Properties of Cyclic Groups

Theorem 1: Every cyclic group is abelian.

Proof: Let $$a$$ be a generator of a cyclic group $$G$$ and let $${a^r},{a^s} \in G$$ for any $$r,s \in I$$ then
\[{a^r} \cdot {a^s} = {a^{r + s}} = {a^{s + r}} = {a^s} \cdot {a^r}\] (Because $$r + s = s + r$$ for $$r,s \in I$$)

Thus the operation is commutative and hence the cyclic group $$G$$ is abelian.

Note: For the addition composition the above proof could have been written as $${a^r} + {a^s} = ra + sa = as + ra = {a^s} + {a^r}$$ (addition of integer is commutative)

Thus the operation + is commutative in $$G$$.

Theorem 2: The order of a cyclic group is the same as the order of its generator.

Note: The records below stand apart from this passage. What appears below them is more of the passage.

PR #2948, opened 2023-12-02
Tests: Create-tx - Separating into indiviual tests

francovenica:
## What it solves
Create-tx had an issue with the relayer added to Sepolia making the test fail every time
Also it had test too broad they were splitted as much as possible

## How this PR fixes it
Adds a "BeforeEach" so every test starts clean

Split the first test into individual ones
Adds some other validations in step one to: 
address field, 
nonce field, 
amount field 

Step 2 was split between 
checking the adv parameters and 
checking relayer counter and addtobatch button for non-execution tx

Step 3 has to be modified to create a sign all in one

### Things I wasn't able to make it work:
- Check prefix validations in step 1: Currently the input only validates the prefix if you copy/paste the URL. That in cypress looks to be pretty difficult. There is the option to install a pluggin but I don't think is worth just for this test.
Also I think is the input the one that should validate the prefix no matter how you enter the address (copy/paste, writing or QR code)

- Reaching step 2 right away:
Talked with Usame, it seems that the inputs in step one are stored in a react component that you cannot mess with from the UI or with cypress like you would do with the localStorage. 
So it seems that going through step one a few times with a happy path is the most reliable solution

## Checklist


cypress/e2e/smoke/create_tx.cy.js
```diff
@@ -5,39 +5,80 @@ import * as createtx from '../../e2e/pages/create_tx.pages'
...
+    createtx.verifyRandomStringAddress('Lorem Ipsum')
+    createtx.verifyWrongChecksum(constants.WRONGLY_CHECKSUMMED_ADDRESS)
+  })
+
+  it('[SMOKE] Verify address input validates a valid ENS name', () => {
+    createtx.typeRecipientAddress(constants.ENS_TEST_SEPOLIA)
+    createtx.verifyENSResolves()
+  })
+
+  it('[SMOKE] Verify amount input validates negative numbers', () => {
```
mike10ca, line 34: The test has other validations except negative number. Please rename this test to reflect specific goal of the test.

cypress/e2e/smoke/create_tx.cy.js
```diff
@@ -5,39 +5,80 @@ import * as createtx from '../../e2e/pages/create_tx.pages'
...
     createtx.clickOnSendTokensBtn()
-    createtx.typeRecipientAddress(constants.EOA)
+  })
+
+  it('[SMOKE] Verify address input error values', () => {
+    createtx.verifyRandomStringAddress('Lorem Ipsum')
+    createtx.verifyWrongChecksum(constants.WRONGLY_CHECKSUMMED_ADDRESS)
+  })
+
+  it('[SMOKE] Verify address input validates a valid ENS name', () => {
```
mike10ca, line 29: The test does not seem to test what it is expected to. Please review it and finalise accordingly.

mike10ca (changes requested):

cypress/e2e/smoke/create_tx.cy.js
francovenica: Renamed

mike10ca (approved):

PR #2949, opened 2023-12-03
fix: Update card mobile view, set recovery method correctly

usame-algan:
## What it solves

Resolves [Mobile issues](https://www.notion.so/safe-global/0fa7da35cc494c9ab0ec643634cacc24?v=6746502232bc4464b7ce8ced9fa3873d&p=521136a0e375498db1e8fa1d08a4daab&pm=s) and [Tracking issue](https://www.notion.so/safe-global/0fa7da35cc494c9ab0ec643634cacc24?v=6746502232bc4464b7ce8ced9fa3873d&p=521136a0e375498db1e8fa1d08a4daab&pm=s)

## How this PR fixes it

- Sets the RHF value when selecting a card
- Updates css to align icons on mobile

## Screenshots
Screenshot 2023-12-03 at 21 08 52

## Checklist

### DIFF
--- a/src/components/settings/Recovery/ChooseRecoveryMethodModal.tsx
+++ b/src/components/settings/Recovery/ChooseRecoveryMethodModal.tsx
@@ -3,7 +3,7 @@ import { RECOVERY_FEEDBACK_FORM, HelpCenterArticle } from '@/config/constants'
 import { trackEvent } from '@/services/analytics'
 import { RECOVERY_EVENTS } from '@/services/analytics/events/recovery'
 import { type ChangeEvent, type ReactElement, useContext } from 'react'
-import { useForm } from 'react-hook-form'
+import { Controller, useForm } from 'react-hook-form'
 import Link from 'next/link'
 import {
   Box,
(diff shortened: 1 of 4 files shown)


src/components/settings/Recovery/ChooseRecoveryMethodModal.tsx
```diff
@@ -57,11 +61,12 @@ export function ChooseRecoveryMethodModal({ open, onClose }: { open: boolean; on
     },
     mode: 'onChange',
   })
-  const { register, watch } = methods
+  const { register, watch, setValue } = methods
 
   const currentType = watch(FieldNames.recoveryMethod)
 
   const trackOptionChoice = (e: ChangeEvent<HTMLInputElement>) => {
+    isRecoveryMethod(e.target.value) && setValue(FieldNames.recoveryMethod, e.target.value)
```
iamacook, line 69: `setValue` should not need to be called as this is inherently called within a registration. Is it otherwise not working?

usame-algan: Works with using a `Controller` instead 👍

PR #2950, opened 2023-12-04
Fix: hide outgoing txs w/o nonce

katspaugh:
## What it solves

Fixes cases like https://github.com/5afe/safe-support/issues/342 where scam transaction events get indexed as outgoing transfers. They don't have an `executionInfo` and therefore no nonce.

This is a temporary frontend workaround until it's fixed on the backend.


schmanu (commented):
I think we should write a test for the `useTxHistory` slice.

We need to be aware that this will also hide a lot of legit transfer events. For instance when swapping on many DEXes such as CowSwap. It will only show the incoming token and not the outgoing token anymore as that swap has no nonce.

schmanu (approved):

PR #2952, opened 2023-12-04
refactor: improve `isRecoveryQueueItem` strictness

iamacook:
## What it solves

Improves the strictness of the `isRecoveryQueueItem` type guard.

## How this PR fixes it

The `eventSignature` uniqueness of the `RecoveryQueueItem` is checked that it is `"TransactionAdded(uint256,bytes32,address,uint256,bytes,uint8)"`.

## How to test it

Queue a recovery proposal and observe that the dashboard and transaction list queues work as expected.

## Checklist

### DIFF
--- a/src/utils/transaction-guards.ts
+++ b/src/utils/transaction-guards.ts
@@ -112,7 +112,8 @@ export const isTransactionListItem = (value: TransactionListItem): value is Tran
 }
 
 export function isRecoveryQueueItem(value: TransactionListItem | RecoveryQueueItem): value is RecoveryQueueItem {
-  return 'args' in value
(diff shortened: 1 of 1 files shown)


schmanu (approved):

francovenica:
Looks good to me

Recover tx can be created just fine
The dashboard works accordinly:
Shows the button for the recoverer or
Tells when the tx is already created and can be executed or 
Shows when the tx has expired and must be cancelled

The Queue tab works fine, shows the recoverer tx, its cancellation if it has it, new tx that might be queued
The Tx in the dashboard widget also work fine, they are listed there properly

PR #2954, opened 2023-12-04
fix: wallet connect namespace without requiredNamespace

### LINKED ISSUE #2946: WalletConnect - Missing or invalid emit() event
### Problem

Our dApp only sends `optionalNamespaces` and no (required) `namespaces` as no specific chain is required, only one of 23 we support.

When connecting to our dApp with a Safe Wallet via Wallet Connect, we get the following error:
image

When building the approved namespace for the session, Safe only takes the events from `requiredNamespaces`  on the proposal (in `WalletConnectWallet::getNamespaces`), which is empty in the above case, as such establishing a session which supports no events.

In theory this is within spec so far, however Safe then immediately tries to emit a `chainChanged` event (in `WalletConnectWallet::approveSession`) right after approving the session leading to the above error.

#### Sources

getNamespaces
https://github.com/safe-global/safe-wallet-web/blame/v1.23.0/src/services/walletconnect/WalletConnectWallet.ts#L84

approveSession
https://github.com/safe-global/safe-wallet-web/blame/v1.23.0/src/services/walletconnect/WalletConnectWallet.ts#L115

The error originates in @wallet-connect/sign-client when isValidEmit fails
https://github.com/WalletConnect/walletconnect-monorepo/blob/v2.0/packages/sign-client/src/controllers/engine.ts#L1429

### Suggested fix

Similar to how all `SAFE_COMPATIBLE_METHODS` are added to the approved namespace `methods`, also add `chainChanged` and `accountsChanged` (and any other that Safe emits) to the list of `events`.

schmanu:
## What it solves

Resolves #2946 

## How this PR fixes it
Adds required events to namespace on approveSession.

## How to test it
- Find a dapp without requiredNamesapce
- Observe no error about a unavailble emit event.

## Checklist

### DIFF
--- a/src/services/walletconnect/WalletConnectWallet.ts
+++ b/src/services/walletconnect/WalletConnectWallet.ts
@@ -8,7 +8,7 @@ import { type JsonRpcResponse } from '@walletconnect/jsonrpc-utils'
 import uniq from 'lodash/uniq'
 
 import { IS_PRODUCTION, LS_NAMESPACE, WC_PROJECT_ID } from '@/config/constants'
-import { EIP155, SAFE_COMPATIBLE_METHODS, SAFE_WALLET_METADATA } from './constants'
+import { EIP155, SAFE_COMPATIBLE_EVENTS, SAFE_COMPATIBLE_METHODS, SAFE_WALLET_METADATA } from './constants'
 import { invariant } from '@/utils/helpers'
 import { getEip155ChainId, stripEip155Prefix } from './utils'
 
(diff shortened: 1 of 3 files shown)


katspaugh (approved):
Thanks!

francovenica:
LGTM

I tried with the app of the people who reported the issue: https://app.beefy.com/

I checked first the issue in prod (I get the same error message that the user reported) 
Then I tried in the PR, I don't get the issue anymore and I can connect just fine
I didn't execute a tx, but I was able to start one, with that I can say that the connection with the app was succesful
image

PR #2957, opened 2023-12-04
fix: do not remove invalid address prefix

### LINKED ISSUE #2939: Prefix validation not working on first try
## Bug description
When copy/pasting an address with a prefix in an address input, the input is supposed to check that the prefix matches to the current network.
There are 2 inputs where this doesn't happen at first try: The owner adding during safe creation and the Send NFT form

## Environment
 - Browser: Any
 - Wallet: Any
 - Chain: Any
 - Env: Current dev v1.23

## Steps to reproduce
 1. Go to Safe creation in ETH
 2. During the step of adding more owners, add a new row and copy this address sep:0x66bE167c36B3b75D1130BBbDec69f9f04E7DA4fC
 3. Select the address and paste again. Do NOT clear the input, paste on top of the existing address.

Repeat these steps in the Send NFT form

## Expected result
Copying the address with a wrong prefix should fail

## Obtained result
In step 2, no errors are shown, like if the prefix was trimmed out
In step 3 now the input "realizes" that the prefix is wrong, which it was expected to happen in step 2

## Screenshots
prefix

schmanu:
## What it solves

Resolves #2939 

## How this PR fixes it
Does not remove invalid address prefixes when setting the value.

## How to test it
- Input an address with an invalid chain prefix
- Blur the address input
- Observe that the error persists

## Checklist

### DIFF
--- a/src/components/common/AddressInput/index.test.tsx
+++ b/src/components/common/AddressInput/index.test.tsx
@@ -35,7 +35,7 @@ const TestForm = ({ address, validate }: { address: string; validate?: AddressIn
     defaultValues: {
       [name]: address,
     },
-    mode: 'onChange',
+    mode: 'all',
   })
 
   return (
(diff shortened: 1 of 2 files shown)


katspaugh (approved):

francovenica:
Looks good to me

Checked the inputs I reported (Safe creation owner addition and Send NFT address input)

Proof: Let the order of a generator $$a$$ of a cyclic group be $$n$$, then
\[{a^n} = e$$ while $${a^s} \ne e\] for $$0 < s < n$$

When $$s > n,\,\,s = nq + r,\,\,\,0 \leqslant r < n$$ (say)

We observe that
\[\begin{gathered} {a^s} = {a^{nq + r}} = {\left( {{a^n}} \right)^q} \cdot {a^r} = {a^q} \cdot {a^r} \\ \,\,\,\,\,\,\,\,\,\,\,\,\,\,\,\,\,\,\,\,\,\,\, = e \cdot {a^r} = {a^r} \\ \end{gathered} \]

Thus there are exactly $$n$$ elements in the group by $${a^r}$$, where $$0 \leqslant r < n$$. Therefore there are $$n$$ and only $$n$$ distinct elements in the cyclic group, i.e. the order of the group is $$n$$.

Theorem 3: The generators of a cyclic group of order $$n$$ are all the elements $${a^p}$$, $$p$$ being prime to $$n$$ and $$0 < p < n$$.

We know that
\[{\left( {{a^p}} \right)^n} = {\left( {{a^n}} \right)^p} = e\]

Therefore the order of $${a^p}$$ is $$n$$.

Also $${\left( {ap} \right)^s} = a{p^s} \ne e$$ if $$0 < p < n$$, because $$n$$ does not divide $$p$$, nor does it divide $$s$$, therefore it does not divide $$ps$$.

Now let,
\[ps = nq + r,\,\,\,0 < r < n\]

\[\begin{gathered} {\left( {{a^p}} \right)^s} = {a^{ps}} = {a^{nq + r}} \\ \,\,\,\,\,\,\,\,\,\,\,\,\, = {\left( {{a^n}} \right)^q} \cdot {a^r} = {e^q} \cdot {a^r} \\ \,\,\,\,\,\,\,\,\,\,\,\,\, = e \cdot {a^r} = {a^r} \ne 0 \\ \end{gathered} \]

Thus, $${a^p}$$ is a generator of the group.